### WHAT YOU ARE ASKED TO DO
Show every line of the data where the word "called" can be found.

### SUPPLIED RECORDS
───

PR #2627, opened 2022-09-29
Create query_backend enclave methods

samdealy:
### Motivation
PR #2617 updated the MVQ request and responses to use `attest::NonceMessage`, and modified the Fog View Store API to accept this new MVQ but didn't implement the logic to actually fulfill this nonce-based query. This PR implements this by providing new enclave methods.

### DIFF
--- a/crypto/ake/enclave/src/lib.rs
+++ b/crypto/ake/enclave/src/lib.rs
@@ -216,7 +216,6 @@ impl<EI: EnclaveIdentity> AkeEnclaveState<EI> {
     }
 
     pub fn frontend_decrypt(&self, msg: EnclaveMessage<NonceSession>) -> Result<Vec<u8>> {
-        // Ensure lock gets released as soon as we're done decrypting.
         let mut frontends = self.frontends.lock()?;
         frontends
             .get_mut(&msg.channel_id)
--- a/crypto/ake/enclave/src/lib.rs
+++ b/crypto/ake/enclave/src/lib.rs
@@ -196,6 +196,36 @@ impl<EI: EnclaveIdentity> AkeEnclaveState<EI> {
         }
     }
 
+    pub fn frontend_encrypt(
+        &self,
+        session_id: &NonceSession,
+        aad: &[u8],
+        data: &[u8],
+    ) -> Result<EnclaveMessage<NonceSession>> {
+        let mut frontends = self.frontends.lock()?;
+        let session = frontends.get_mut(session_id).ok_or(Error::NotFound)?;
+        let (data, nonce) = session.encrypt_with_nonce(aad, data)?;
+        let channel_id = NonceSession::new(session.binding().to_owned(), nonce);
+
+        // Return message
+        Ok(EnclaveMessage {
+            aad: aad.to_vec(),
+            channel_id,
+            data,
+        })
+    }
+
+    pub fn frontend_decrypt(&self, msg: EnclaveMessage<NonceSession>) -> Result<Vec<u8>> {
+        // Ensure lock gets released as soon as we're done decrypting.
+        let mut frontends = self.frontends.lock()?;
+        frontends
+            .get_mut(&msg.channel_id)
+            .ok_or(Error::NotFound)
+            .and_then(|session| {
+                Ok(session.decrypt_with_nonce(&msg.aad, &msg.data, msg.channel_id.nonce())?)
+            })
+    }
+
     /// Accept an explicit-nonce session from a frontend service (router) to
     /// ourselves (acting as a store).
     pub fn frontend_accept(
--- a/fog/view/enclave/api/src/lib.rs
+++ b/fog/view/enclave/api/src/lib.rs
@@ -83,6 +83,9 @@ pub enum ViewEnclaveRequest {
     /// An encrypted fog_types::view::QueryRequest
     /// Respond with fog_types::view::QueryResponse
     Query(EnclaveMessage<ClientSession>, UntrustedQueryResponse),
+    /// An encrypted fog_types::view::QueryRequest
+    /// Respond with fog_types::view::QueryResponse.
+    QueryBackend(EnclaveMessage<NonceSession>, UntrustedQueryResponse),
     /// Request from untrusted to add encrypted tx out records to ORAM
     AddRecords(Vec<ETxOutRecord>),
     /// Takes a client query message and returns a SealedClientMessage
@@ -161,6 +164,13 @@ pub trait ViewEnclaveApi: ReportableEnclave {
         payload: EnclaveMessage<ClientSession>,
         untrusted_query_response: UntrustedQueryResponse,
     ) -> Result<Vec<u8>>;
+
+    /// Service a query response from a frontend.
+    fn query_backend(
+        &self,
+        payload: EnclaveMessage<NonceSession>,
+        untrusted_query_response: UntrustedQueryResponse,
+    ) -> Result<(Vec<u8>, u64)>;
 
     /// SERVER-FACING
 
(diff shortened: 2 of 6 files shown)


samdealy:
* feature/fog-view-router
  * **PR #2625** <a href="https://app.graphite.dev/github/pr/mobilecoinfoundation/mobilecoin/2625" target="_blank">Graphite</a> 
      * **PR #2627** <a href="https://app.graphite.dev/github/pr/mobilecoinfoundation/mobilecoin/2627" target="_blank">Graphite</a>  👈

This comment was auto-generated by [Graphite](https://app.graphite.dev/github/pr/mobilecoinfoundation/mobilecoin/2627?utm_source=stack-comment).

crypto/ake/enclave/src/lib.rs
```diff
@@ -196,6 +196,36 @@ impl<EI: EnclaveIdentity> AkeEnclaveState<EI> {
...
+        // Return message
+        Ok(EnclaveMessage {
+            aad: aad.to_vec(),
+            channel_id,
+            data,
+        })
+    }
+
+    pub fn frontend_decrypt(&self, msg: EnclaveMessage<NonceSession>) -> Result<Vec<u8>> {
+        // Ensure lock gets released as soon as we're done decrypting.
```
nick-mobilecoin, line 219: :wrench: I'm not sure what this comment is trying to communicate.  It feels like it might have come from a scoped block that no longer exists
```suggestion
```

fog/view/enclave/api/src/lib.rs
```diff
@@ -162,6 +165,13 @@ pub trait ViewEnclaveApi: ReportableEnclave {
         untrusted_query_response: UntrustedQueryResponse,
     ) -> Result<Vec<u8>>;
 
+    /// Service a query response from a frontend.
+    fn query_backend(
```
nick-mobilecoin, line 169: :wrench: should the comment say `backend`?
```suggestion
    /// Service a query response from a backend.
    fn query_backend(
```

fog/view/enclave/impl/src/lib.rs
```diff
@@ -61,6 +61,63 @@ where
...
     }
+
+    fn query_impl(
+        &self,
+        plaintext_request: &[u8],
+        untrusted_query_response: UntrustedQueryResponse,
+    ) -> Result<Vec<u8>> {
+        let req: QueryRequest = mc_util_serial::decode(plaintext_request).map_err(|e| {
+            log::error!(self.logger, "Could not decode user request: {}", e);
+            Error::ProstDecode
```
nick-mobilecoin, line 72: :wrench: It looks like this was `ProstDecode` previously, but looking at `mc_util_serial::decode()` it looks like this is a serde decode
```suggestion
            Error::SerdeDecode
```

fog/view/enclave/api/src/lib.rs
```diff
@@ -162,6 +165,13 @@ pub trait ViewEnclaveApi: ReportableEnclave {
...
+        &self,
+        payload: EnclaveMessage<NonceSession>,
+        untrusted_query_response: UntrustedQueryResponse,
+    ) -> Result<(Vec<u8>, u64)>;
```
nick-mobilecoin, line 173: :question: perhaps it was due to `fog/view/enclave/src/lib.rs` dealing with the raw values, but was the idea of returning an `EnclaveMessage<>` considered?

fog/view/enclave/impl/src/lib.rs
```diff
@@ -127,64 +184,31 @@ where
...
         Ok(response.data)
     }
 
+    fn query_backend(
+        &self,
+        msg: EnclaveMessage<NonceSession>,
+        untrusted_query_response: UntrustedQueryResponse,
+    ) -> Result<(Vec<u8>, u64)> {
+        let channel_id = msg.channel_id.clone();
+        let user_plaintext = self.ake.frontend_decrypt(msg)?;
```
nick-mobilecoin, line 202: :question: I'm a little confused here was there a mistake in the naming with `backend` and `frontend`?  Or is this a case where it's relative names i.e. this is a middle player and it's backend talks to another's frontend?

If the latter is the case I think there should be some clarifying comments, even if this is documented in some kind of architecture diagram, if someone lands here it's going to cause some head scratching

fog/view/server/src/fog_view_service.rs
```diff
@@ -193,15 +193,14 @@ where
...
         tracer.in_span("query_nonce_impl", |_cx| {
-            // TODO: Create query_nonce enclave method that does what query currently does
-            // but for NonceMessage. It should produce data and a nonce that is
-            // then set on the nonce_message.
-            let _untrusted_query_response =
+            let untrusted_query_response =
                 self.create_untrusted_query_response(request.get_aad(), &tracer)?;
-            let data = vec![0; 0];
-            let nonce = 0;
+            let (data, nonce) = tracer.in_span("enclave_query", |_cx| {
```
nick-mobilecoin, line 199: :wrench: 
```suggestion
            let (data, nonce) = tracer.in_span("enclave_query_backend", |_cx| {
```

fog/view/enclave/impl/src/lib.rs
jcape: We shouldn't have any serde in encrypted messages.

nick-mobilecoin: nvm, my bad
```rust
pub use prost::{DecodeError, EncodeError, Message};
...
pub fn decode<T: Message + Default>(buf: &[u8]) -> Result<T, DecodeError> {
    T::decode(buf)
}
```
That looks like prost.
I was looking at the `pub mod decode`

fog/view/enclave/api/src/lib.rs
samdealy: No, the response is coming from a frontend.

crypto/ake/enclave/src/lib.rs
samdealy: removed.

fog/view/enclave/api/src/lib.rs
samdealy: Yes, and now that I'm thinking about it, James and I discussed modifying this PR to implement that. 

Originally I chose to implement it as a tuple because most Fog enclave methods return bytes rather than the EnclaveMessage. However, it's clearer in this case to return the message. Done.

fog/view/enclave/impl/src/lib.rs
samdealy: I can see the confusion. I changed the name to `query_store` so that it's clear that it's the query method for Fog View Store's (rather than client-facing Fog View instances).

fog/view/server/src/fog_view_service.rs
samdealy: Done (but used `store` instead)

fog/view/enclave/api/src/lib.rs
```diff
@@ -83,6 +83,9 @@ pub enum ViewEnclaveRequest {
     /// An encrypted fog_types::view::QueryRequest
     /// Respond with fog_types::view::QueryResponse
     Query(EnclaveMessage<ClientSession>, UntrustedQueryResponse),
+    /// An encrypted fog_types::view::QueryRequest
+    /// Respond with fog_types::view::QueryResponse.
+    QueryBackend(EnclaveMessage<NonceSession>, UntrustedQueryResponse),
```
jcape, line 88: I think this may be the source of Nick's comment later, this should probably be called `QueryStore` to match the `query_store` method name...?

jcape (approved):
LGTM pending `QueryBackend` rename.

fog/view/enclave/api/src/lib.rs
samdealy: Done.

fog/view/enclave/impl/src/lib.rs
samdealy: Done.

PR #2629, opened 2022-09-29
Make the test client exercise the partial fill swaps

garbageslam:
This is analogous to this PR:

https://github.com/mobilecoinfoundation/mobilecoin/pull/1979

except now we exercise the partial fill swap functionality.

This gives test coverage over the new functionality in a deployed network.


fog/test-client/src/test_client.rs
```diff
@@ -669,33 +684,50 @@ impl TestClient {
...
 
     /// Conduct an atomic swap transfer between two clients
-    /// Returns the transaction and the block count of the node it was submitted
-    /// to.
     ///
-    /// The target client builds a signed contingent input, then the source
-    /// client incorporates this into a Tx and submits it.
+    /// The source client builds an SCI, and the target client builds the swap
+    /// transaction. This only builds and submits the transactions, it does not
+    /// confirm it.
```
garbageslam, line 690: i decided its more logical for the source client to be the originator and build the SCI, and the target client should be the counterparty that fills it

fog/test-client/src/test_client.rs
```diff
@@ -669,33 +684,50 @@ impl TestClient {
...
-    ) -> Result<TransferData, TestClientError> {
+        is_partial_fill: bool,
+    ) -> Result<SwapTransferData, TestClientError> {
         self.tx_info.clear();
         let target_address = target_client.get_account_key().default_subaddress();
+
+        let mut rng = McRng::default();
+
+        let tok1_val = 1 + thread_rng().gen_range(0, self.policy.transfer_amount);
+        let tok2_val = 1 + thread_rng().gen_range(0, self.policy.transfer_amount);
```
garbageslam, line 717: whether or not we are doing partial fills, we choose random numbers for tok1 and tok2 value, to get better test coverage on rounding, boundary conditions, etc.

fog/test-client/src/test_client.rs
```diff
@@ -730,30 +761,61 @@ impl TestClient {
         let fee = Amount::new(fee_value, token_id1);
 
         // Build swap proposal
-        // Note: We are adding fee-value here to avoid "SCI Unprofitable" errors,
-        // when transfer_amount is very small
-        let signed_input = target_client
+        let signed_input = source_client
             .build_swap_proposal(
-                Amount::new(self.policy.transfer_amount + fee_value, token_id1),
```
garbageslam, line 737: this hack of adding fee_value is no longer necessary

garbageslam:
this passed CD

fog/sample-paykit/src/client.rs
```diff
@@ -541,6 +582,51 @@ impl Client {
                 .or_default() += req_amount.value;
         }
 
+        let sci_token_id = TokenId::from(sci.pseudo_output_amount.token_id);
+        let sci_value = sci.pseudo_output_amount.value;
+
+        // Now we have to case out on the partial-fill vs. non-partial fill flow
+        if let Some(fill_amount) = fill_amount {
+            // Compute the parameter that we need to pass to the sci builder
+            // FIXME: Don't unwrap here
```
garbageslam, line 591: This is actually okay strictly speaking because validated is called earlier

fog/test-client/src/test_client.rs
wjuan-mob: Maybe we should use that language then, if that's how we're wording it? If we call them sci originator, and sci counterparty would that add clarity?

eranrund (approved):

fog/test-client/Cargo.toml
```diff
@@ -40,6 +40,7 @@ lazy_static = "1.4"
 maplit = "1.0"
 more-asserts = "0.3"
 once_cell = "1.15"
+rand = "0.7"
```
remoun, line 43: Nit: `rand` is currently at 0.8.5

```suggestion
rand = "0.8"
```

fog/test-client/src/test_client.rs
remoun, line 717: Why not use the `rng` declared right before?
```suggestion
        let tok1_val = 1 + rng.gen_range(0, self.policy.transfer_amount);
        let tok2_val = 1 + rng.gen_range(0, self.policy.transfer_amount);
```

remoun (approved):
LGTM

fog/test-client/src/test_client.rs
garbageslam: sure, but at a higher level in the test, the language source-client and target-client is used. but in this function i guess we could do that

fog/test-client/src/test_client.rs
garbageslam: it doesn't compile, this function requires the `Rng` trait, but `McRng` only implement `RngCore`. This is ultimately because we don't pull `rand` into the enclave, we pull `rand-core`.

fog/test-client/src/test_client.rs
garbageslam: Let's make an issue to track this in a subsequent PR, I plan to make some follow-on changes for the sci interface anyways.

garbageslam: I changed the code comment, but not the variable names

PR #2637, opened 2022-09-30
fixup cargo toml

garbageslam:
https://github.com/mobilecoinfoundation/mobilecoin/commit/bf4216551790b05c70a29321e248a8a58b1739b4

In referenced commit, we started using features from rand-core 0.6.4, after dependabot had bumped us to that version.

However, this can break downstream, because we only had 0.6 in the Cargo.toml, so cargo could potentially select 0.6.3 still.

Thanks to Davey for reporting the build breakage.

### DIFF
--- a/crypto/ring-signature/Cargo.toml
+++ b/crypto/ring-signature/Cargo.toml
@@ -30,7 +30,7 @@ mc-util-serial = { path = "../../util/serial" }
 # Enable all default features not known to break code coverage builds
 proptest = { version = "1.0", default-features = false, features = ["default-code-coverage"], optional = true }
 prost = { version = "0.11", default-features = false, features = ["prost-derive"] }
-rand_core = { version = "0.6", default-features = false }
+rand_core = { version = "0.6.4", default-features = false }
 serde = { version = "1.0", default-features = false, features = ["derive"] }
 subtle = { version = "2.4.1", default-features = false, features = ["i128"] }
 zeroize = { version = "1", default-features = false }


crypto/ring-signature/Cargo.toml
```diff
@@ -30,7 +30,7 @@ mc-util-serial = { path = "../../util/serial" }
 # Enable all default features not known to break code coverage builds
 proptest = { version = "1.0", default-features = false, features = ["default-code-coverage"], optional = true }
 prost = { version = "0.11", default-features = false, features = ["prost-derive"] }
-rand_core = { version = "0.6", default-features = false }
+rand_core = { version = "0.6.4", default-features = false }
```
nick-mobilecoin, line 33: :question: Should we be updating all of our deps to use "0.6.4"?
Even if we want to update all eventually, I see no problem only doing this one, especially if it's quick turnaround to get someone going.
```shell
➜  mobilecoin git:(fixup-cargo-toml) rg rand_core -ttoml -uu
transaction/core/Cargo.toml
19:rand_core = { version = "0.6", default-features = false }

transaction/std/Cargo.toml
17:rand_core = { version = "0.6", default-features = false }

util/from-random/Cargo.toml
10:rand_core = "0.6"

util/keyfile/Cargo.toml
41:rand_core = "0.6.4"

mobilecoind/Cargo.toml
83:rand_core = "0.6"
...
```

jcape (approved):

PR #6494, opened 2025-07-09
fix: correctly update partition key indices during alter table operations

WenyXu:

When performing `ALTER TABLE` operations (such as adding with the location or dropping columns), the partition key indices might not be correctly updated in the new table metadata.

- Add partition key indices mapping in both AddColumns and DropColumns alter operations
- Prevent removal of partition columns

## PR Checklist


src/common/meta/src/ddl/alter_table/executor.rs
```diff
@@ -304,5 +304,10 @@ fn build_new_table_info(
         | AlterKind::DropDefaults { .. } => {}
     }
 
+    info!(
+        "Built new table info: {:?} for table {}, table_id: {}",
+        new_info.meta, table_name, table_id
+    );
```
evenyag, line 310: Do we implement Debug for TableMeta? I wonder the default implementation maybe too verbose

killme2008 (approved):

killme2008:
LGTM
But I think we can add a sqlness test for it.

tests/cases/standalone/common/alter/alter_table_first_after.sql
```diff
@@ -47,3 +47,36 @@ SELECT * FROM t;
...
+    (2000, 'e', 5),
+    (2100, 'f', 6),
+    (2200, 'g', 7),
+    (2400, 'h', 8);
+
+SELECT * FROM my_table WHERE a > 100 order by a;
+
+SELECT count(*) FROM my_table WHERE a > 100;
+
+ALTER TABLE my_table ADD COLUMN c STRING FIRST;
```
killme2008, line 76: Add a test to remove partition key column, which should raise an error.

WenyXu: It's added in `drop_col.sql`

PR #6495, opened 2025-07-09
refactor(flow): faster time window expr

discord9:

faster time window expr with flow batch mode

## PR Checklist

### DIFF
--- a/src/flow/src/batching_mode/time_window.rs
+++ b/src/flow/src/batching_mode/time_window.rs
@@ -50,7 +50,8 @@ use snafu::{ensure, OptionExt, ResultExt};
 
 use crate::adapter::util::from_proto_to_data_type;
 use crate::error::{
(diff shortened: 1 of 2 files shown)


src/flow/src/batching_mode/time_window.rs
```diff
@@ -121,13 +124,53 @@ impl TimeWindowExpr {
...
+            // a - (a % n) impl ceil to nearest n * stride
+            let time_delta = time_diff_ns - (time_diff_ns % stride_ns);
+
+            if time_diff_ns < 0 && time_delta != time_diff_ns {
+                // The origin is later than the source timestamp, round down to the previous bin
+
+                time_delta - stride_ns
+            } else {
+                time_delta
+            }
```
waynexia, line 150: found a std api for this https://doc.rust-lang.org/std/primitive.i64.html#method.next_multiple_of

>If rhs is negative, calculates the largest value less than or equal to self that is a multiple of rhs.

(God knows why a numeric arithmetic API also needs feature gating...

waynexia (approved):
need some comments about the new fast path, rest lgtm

───

### TASK ANSWER
jcape, line 88: I think this may be the source of Nick's comment later, this should probably be called `QueryStore` to match the `query_store` method name...?
garbageslam, line 591: This is actually okay strictly speaking because validated is called earlier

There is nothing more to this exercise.